Of course there are good things, but there are also drawbacks,
and the most important one is that it’s fairly expensive
because you will typically
double your infrastructure costs for some time,
plus the fact that it’s not a commonly used strategy
for migrations, which may take a considerable amount of time.
Not to mention all the additional nuances
you will introduce in order to ensure everything runs smoothly.
Alright.
Now, one of the most important migrations we’ve learned
from this one is how important it is to ensure the source
assisting stability during the actual migration, okay?
Most people typically
just want to migrate their data as fast as possible,
but when you are working on a real time type of system
where your latencies
are critical for your end user satisfaction, it may happen
that migrating as fast as possible is not a good idea.
The solution here
is that we want to migrate the data as fast as possible,
but up to a point where our existing source system
and latencies are still acceptable.
And, how many operations per second should I run to migrate?

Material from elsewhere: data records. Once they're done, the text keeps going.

PR #2217, opened 2023-09-15
fix: Handle multiple external portals as siblings

DafyddLlyr:
## What does this PR do?
 - Fixes bug described here - https://trello.com/c/23Wi60zZ/2551-blank-screen-shows-when-passing-through-external-portal
 - Adds tests
 - Small restructure/renaming refactor of `dataMerged()`

### When was this bug introduced?
It appears to have been there since `dataMerged()` was written as far as I can tell which is a little surprising - I don't have total confidence in this but it's my best guess.

### Why not moved `dataMerged()` to a shared location like `planx-core`?
We could do this, but there's not real need to - if more flow management / logic goes there then sure, but for now we can continue to live with the duplication here I think.

### Test flows
 - Simplified example - https://2217.planx.pizza/testing/external-portal-fixed-test/preview?analytics=false
 - Compex example (real flow described in ticket) - https://2217.planx.pizza/buckinghamshire/apply-for-building-regulations-applications/preview?analytics=false. Note - this required a "publish" in order to be re-flattened according to the changes in `dataMerged()`.

### DIFF
--- a/editor.planx.uk/src/lib/dataMergedHotfix.ts
+++ b/editor.planx.uk/src/lib/dataMergedHotfix.ts
@@ -20,28 +20,44 @@ const getFlowData = async (id: string) => {
   return data.flows_by_pk;
 };
 
-export const dataMerged = async (
-  id: string,
-  ob: Record<string, any> = {},
-): Promise<Record<string, any>> => {
-  const { slug, data }: { slug: string; data: Record<string, any> } =
-    await getFlowData(id);
+// Flatten a flow's data to include main content & portals in a single JSON representation
+// XXX: getFlowData & dataMerged are currently repeated in api.planx.uk/helpers.ts
+//        in order to load frontend /preview routes for flows that are not published
+export const dataMerged = async (id: string, ob: Record<string, any> = {}) => {
+  // get the primary flow data
+  const { slug, data }: { slug: string; data: Record<string, any> } = await getFlowData(id);
+
+  // recursively get and flatten internal portals & external portals
   for (const [nodeId, node] of Object.entries(data)) {
-    if (nodeId === "_root" && Object.keys(ob).length > 0) {
+    const isExternalPortalRoot = nodeId === "_root" && Object.keys(ob).length > 0;
+    const isExternalPortal = node.type === TYPES.ExternalPortal;
+    const isMerged = ob[node.data?.flowId];
+
+    // Merge portal root as a new node in the graph
+    if (isExternalPortalRoot) {
       ob[id] = {
         ...node,
         type: TYPES.InternalPortal,
         data: { text: slug },
       };
-    } else if (node.type === TYPES.ExternalPortal && !ob[node.data.flowId]) {
-      await dataMerged(node.data.flowId, ob);
+    }
+
+    // Merge as internal portal, with reference to flowId
+    else if (isExternalPortal) {
       ob[nodeId] = {
         type: TYPES.InternalPortal,
-        edges: [node.data.flowId],
+        edges: [node.data?.flowId],
       };
-    } else {
-      ob[nodeId] = node;
+
+      // Recursively merge flow
+      if (!isMerged) {
+        await dataMerged(node.data?.flowId, ob);
+      }
     }
+
+    // Merge all other nodes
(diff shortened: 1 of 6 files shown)


editor.planx.uk/src/lib/dataMergedHotfix.ts
```diff
@@ -20,28 +20,44 @@ const getFlowData = async (id: string) => {
...
+    const isFlowAlreadyMerged = isExternalPortal && !ob[node.data?.flowId];
+
+    // Flatten portal root as a new node in the graph
+    if (isExternalPortalRoot) {
       ob[id] = {
         ...node,
         type: TYPES.InternalPortal,
         data: { text: slug },
       };
-    } else if (node.type === TYPES.ExternalPortal && !ob[node.data.flowId]) {
```
DafyddLlyr, line 36: There's a little rearranging / renaming here but breaking up this condition is what's fixed the bug. As is, this flattens the first external portal it hits, but skips subsequent ones.

DafyddLlyr:
[Blank screen shows when passing through external portal](https://trello.com/c/23Wi60zZ/2551-blank-screen-shows-when-passing-through-external-portal)

editor.planx.uk/src/lib/dataMergedHotfix.ts
```diff
@@ -20,28 +20,44 @@ const getFlowData = async (id: string) => {
...
+export const dataMerged = async (id: string, ob: Record<string, any> = {}) => {
+  // get the primary flow data
+  const { slug, data }: { slug: string; data: Record<string, any> } = await getFlowData(id);
+
+  // recursively get and flatten internal portals & external portals
   for (const [nodeId, node] of Object.entries(data)) {
-    if (nodeId === "_root" && Object.keys(ob).length > 0) {
+    const isExternalPortalRoot = nodeId === "_root" && Object.keys(ob).length > 0;
+    const isExternalPortal = node.type === TYPES.ExternalPortal;
+    const isMerged = ob[node.data?.flowId];
```
jessicamcinchak, line 34: nit: is `isNotMerged` a more clear name here since `node.data?.flowId` indicates it's still an external portal reference, _not_ flattened representation of individual nodes?

jessicamcinchak (approved):
Thanks for this fix & tests - pizza working as expected for me! 

Still a bit hung up on where we've introduced this (not totally convinced beginning of `dataMerged` because flows published a couple months ago are ok?) - one half-baked thought while sifting through changes is perhaps that the newish `FlowGraph` type from planx-core is being misused somewhere to type unpublished flows (which it actually can't handle because it doesn't account for `data.flowId` in a Node) when it should only be used to type published flows? Just noticing the type right now, and haven't confirmed if any actual nodes were getting dropped/overwritten on sort or order, but just a thought! It's such a strange one.

DafyddLlyr:
> One half-baked thought while sifting through changes is perhaps that the newish `FlowGraph` type from planx-core is being misused somewhere to type unpublished flows (which it actually can't handle because it doesn't account for `data.flowId` in a Node) when it should only be used to type published flows? Just noticing the type right now, and haven't confirmed if any actual nodes were getting dropped/overwritten on sort or order, but just a thought! It's such a strange one.

I actually think something along these lines is more likely but I've also not been able to prove anything / work it out 🤔

editor.planx.uk/src/lib/dataMergedHotfix.ts
DafyddLlyr: So here `ob` is the returned item (the flattened flow). If `ob[node.data?.flowId] == true` then the flow has already been flattened and `ob[example-uuid-of-portal]` exists. Does that make sense?

DafyddLlyr: TBH I think some of the language here is a little fuzzy around merging / flattening

DafyddLlyr:
Thanks for the review! As anything graph related is high impact I'll request PO testing on the Pizza.

DafyddLlyr:
Merged - PO testing done by Silvia and Sam https://trello.com/c/23Wi60zZ/2551-blank-screen-shows-when-passing-through-external-portal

At which level of concurrency?
There is no easy answer to that, which is why you have to test.
All right.
Another challenge that we have with this level of migration
comes down to when you are using complex data
types such as UDTs and collections.
One of the
problems of those data types is the fact that,
although in each pattern, you can store
a large amount of items and given that the CQL protocol
doesn’t allow us to query the time to leave
or the write timestamps
of every individual item inside a collection.
Even if it was allowed
iterating throughout the individual items
of a collection,
it could potentially take too long, thus
causing the migration to take indefinitely longer.
However, there is one trick that we can do to bypass this
limitation, which is the fact that the protocol allows one
to manipulate the timestamp and TTL of every single write.
In other words, to prevent the data
from being overwritten, we had coded the write of every
collection and UDT to a point in time in the past,
before the actual migration actually got fired.
As a result, newer writes coming from the main application
would never get overwritten as their timestamps
would always be higher than the migration job was.
Lubos, who is going to talk right
after me,
is the one who actually implemented
the entire logic in the Scylla migrator.
Okay, so, one
trillion messages.
That’s a lot of data,
so how do we actually migrate
and ensure that we can resume the job
if something goes wrong, such as our migration job fails?
Right.
We definitely cannot start from scratch.
Then what you have to understand here is that
as data in Cassandra, in ScyllaDB is distributed
in a token reading fashion, all we have to do is to scan
through all the tokens that exist in the ring.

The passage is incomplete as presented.